(DATA EXTRACT begins)
PR #789, opened 2023-06-07
plumbing: blame, Complete rewrite. Fixes #603

### LINKED ISSUE #603: git blame panic: contents and commits have different length

AriehSchneier:


blame.go
```diff
@@ -30,66 +30,36 @@ func Blame(c *object.Commit, path string) (*BlameResult, error) {
 	// The file to blame is identified by the input arguments:
 	// commit and path. commit is a Commit object obtained from a Repository. Path
 	// represents a path to a specific file contained into the repository.
-	//
```
pjbgf, line 33: It would be good to keep (an updated) high-level description of the implementation.

blame_test.go
```diff
@@ -306,42 +306,45 @@ var blameTests = [...]blameTest{
...
-		repeat("1e3d328a2cabda5d0aaddc5dec65271343e0dc37", 3),
-		repeat("a24001f6938d425d0e7504bdf5d27fc866a85c3d", 12),
-		repeat("1e14f94bcf82694fdc7e2dcbbfdbbed58db0f4d9", 10),
-		repeat("a24001f6938d425d0e7504bdf5d27fc866a85c3d", 69),
-		repeat("b5d999e2986e190d81767cd3cfeda0260f9f6fb8", 7),
-		repeat("a24001f6938d425d0e7504bdf5d27fc866a85c3d", 4),
-	)},
+	/*
+		// Failed
+		{"https://github.com/spinnaker/spinnaker.git", "f39d86f59a0781f130e8de6b2115329c1fbe9545", "pylib/spinnaker/validate_configuration.py", concat(
```
pjbgf, line 311: Are you planning to get this test case to work as well?

references_test.go
```diff
@@ -18,358 +14,6 @@ type ReferencesSuite struct {
...
-			"ed887f6547d7cd2b2d741184a06f97a0a704152b",
-			"d4553dac205023fa77652308af1a2d1cf52138fb",
-			"a596972a661d9a7deca8abd18b52ce1a39516e89",
-			"66ac94f0b4442707fb6f695fbed91d62b3bd9d4a",
-			"079e42e7c979541b6fab7343838f7b9fd4a360cd",
-		}},
-	*/
-}
-
-func (s *ReferencesSuite) TestObjectNotFoundError(c *C) {
```
pjbgf, line 303: Some of the changes within references feel orthogonal to the PR purpose. Do you mind sharing your thought process on this please?

pjbgf (commented):
@AriehSchneier Nice work! I noticed that there are a few optimisation TODO's. What's the performance impact of the changes?

blame_test.go
AriehSchneier: > @AriehSchneier Nice work! I noticed that there are a few optimisation TODO's. What's the performance impact of the changes?

@pjbgf Thats a good question, its hard to know without running tests. It would be good if someone could create a couple of benchmarks that we could run against to compare.

AriehSchneier:
> @AriehSchneier Nice work! I noticed that there are a few optimisation TODO's. What's the performance impact of the changes?

@pjbgf Thats a good question, its hard to know without running tests. It would be good if someone could create a couple of benchmarks that we could run against to compare.

blame_test.go
AriehSchneier: I have not had a chance to have a look at the `failing` tests yet, that will require me to clone the tests and read the source manually. The thing to note is just because 2 implementations of blame give different results does not necessarily mean 1 of them is wrong. It can make a huge difference what algorithms and decisions you make. For example the diff algorithm will make an enormous difference to the results.

I am also trying to decide if we should go the more expensive route for finding changes across multiple branches. In the current implementation if the same change is made on 2 branches it just 'randomly' picks 1 of them (chooses the tree of the parent with the older timestamp - but that doesn't mean it will find the older change). Should we calculate the change across both branches and choose the commit with the older timestamp (I believe this would be _more correct_ but more expensive)?

blame.go
AriehSchneier: Will do (I was planning to)

references_test.go
AriehSchneier: See my comment here: https://github.com/go-git/go-git/pull/780#issuecomment-1580612255

In short, the function `references` was only used by the old implementation of blame, I believe the results that function give are not useful (if not dangerous if used wrong like it was before). It would only really be useful for a file that had no branches in its history. As it is no longer used I removed it (happy to leave it there if you prefer that).

blame_test.go
AriehSchneier: @pjbgf 
I investigated all the failing tests, all the ones still marked as failed now have their reason (different diff tool giving different line number results).

I also changed the code so that it follows both branches and discovered that 'git blame' does not use the earliest commit when a change is added twice, rather it picks the version that was merged into the current branch first - so that is what I changed it to.

references_test.go
pjbgf: You are right, originally `references.go` was [revlist/revlist.go](https://github.com/go-git/go-git/commit/d643cea1e8a6d618b2eddfdbed086c7bdf208658#diff-df6d59375198a3beb203fa89eb592cf8ba5e21ff4b62a6d0b4e61505d51cd87f) but as the code developed it got renamed and a lot of the functionality became blame-centric.

pjbgf:
I noticed that `go-git`'s version of `git blame` returns Author email instead of Author name. I think it would be worth changing that as part of the rewrite:
image

For backwards compatibility, I would add a new AuthorName (or something similar). Then we reassess the API at `v6.0`.

pjbgf:
Please an example on how to use `Blame`:

```go
package main

import (
	"fmt"
	"os"

	"github.com/go-git/go-git/v5"
	. "github.com/go-git/go-git/v5/_examples"
)

// Basic example of how to blame a repository.
func main() {
	CheckArgs("<url>", "<file_to_blame>")
	url := os.Args[1]
	path := os.Args[2]

	tmp, err := os.MkdirTemp("", "go-git-blame-*")
	CheckIfError(err)

	defer os.RemoveAll(tmp)

	// Clone the given repository.
	Info("git clone %s %s", url, tmp)
	r, err := git.PlainClone(
		tmp,
		false,
		&git.CloneOptions{
			URL:  url,
			Tags: git.NoTags,
		},
	)
	CheckIfError(err)

	// Retrieve the branch's HEAD, to then get the HEAD commit.
	ref, err := r.Head()
	CheckIfError(err)

	c, err := r.CommitObject(ref.Hash())
	CheckIfError(err)

	Info("git blame %s", path)

	// Blame the given file/path.
	br, err := git.Blame(c, path)
	CheckIfError(err)

	for i, l := range br.Lines {
		fmt.Printf("%s (%s %s %d) %s\n", l.Hash.String()[:7], l.Author, l.Date.Format("2006-01-02 15:04:05 -0700"), i+1, l.Text)
	}
}
```

pjbgf:
> @pjbgf Thats a good question, its hard to know without running tests. It would be good if someone could create a couple of benchmarks that we could run against to compare.

The previous `Blame` was not working properly, so could not bench it on a large file. The results below are for a file created on single commit:

```
         │   /tmp/old   │                /tmp/new                │
         │    sec/op    │    sec/op      vs base                 │
Blame-16   1.853m ± 10%   103.262m ± 2%  +5473.84% (p=0.002 n=6)

         │   /tmp/old   │                /tmp/new                │
         │     B/op     │     B/op       vs base                 │
Blame-16   1.115Mi ± 0%   77.680Mi ± 0%  +6868.48% (p=0.002 n=6)

         │  /tmp/old   │               /tmp/new                │
         │  allocs/op  │  allocs/op    vs base                 │
Blame-16   11.06k ± 0%   327.18k ± 0%  +2859.02% (p=0.002 n=6)
```

Code used:
```go
func BenchmarkBlame(b *testing.B) {
	b.StopTimer()

	r, err := PlainClone(b.TempDir(), false, &CloneOptions{
		URL:          "https://github.com/go-git/go-git.git",
		Tags:         NoTags,
		SingleBranch: true,
	})
	if err != nil {
		b.Error(err)
	}

	ref, err := r.Head()
	if err != nil {
		b.Error(err)
	}

	c, err := r.CommitObject(ref.Hash())
	if err != nil {
		b.Error(err)
	}

	b.StartTimer()
	for i := 0; i < b.N; i++ {
		_, err = Blame(c, "SECURITY.md")
		if err != nil {
			b.Error(err)
		}
	}
}
```

blame.go
```diff
@@ -29,67 +32,85 @@ type BlameResult struct {
...
+		c,
+		path,
+		contents,
+		needsMap,
+		0,
+		false,
+		0,
+	})
+	for {
+		items := make([]*queueItem, 0)
```
pjbgf, line 84: We may be able to reuse the backing array so it does not need to be created every time. 
So this line could be moved to before the `for`, and here you replace it with:
`items = items[:0]`

blame.go
```diff
@@ -152,96 +162,287 @@ type blame struct {
...
+						need++
+						if need >= len(curItem.NeedsMap) {
+							break out
+						}
+					}
+				case hunks[h].Type == diffmatchpatch.DiffDelete:
+					prevl += hLines
+					continue out
+				default:
+					panic("unreachable")
```
pjbgf, line 335: Let's return an error instead of using `panic`.

pjbgf:
If you are keen on bounce some ideas on this, feel free to reach out via [Slack](https://join.slack.com/t/go-git/shared_invite/zt-1tk7vwrsw-ywCUKRCo_uS_QbKMQ2ukpA).

blame.go
```diff
@@ -152,96 +162,287 @@ type blame struct {
...
-// build graph of a file from its revision history
-func (b *blame) fillGraphAndData() error {
-	//TODO: not all commits are needed, only the current rev and the prev
-	b.graph = make([][]*object.Commit, len(b.revs))
-	b.data = make([]string, len(b.revs)) // file contents in all the revisions
-	// for every revision of the file, starting with the first
-	// one...
-	for i, rev := range b.revs {
+func (b *blame) addBlames(curItems []*queueItem) (bool, error) {
+	curItem := curItems[0]
```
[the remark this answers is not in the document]
AriehSchneier: It is impossible for len(curItems) to be 0 otherwise the calling code would have returned the error `invalid state: no items left on the blame queue`

AriehSchneier:
@pjbgf all comments addressed, I didn't squash yet so you could see the diff. Once we are ready to merge I will squash.

pjbgf:
I ran the blame benchmark from current implementation vs your PR, and got this results:

```
         │  /tmp/old   │              /tmp/new              │
         │   sec/op    │   sec/op     vs base               │
Blame-16   442.8m ± 3%   573.3m ± 6%  +29.49% (p=0.002 n=6)

         │   /tmp/old   │              /tmp/new               │
         │     B/op     │     B/op      vs base               │
Blame-16   294.3Mi ± 0%   373.3Mi ± 0%  +26.83% (p=0.002 n=6)

         │  /tmp/old   │              /tmp/new              │
Blame-16   2.689M ± 0%   3.183M ± 0%  +18.37% (p=0.002 n=6)
```

The test targeted `plumbing/object/commit.go` from your PR. This looks much better.
Although it still is slower than the current, it is not by much and the changes fixes previous inaccuracies. So it LGTM. If there aren't more changes, please squash the commits.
(DATA EXTRACT ends)
**WORK TO COMPLETE**
In the entries above, identify each line that includes the string "revs", then copy it.

**RESPONSE AREA**
-	b.graph = make([][]*object.Commit, len(b.revs))
-	b.data = make([]string, len(b.revs)) // file contents in all the revisions
-	for i, rev := range b.revs {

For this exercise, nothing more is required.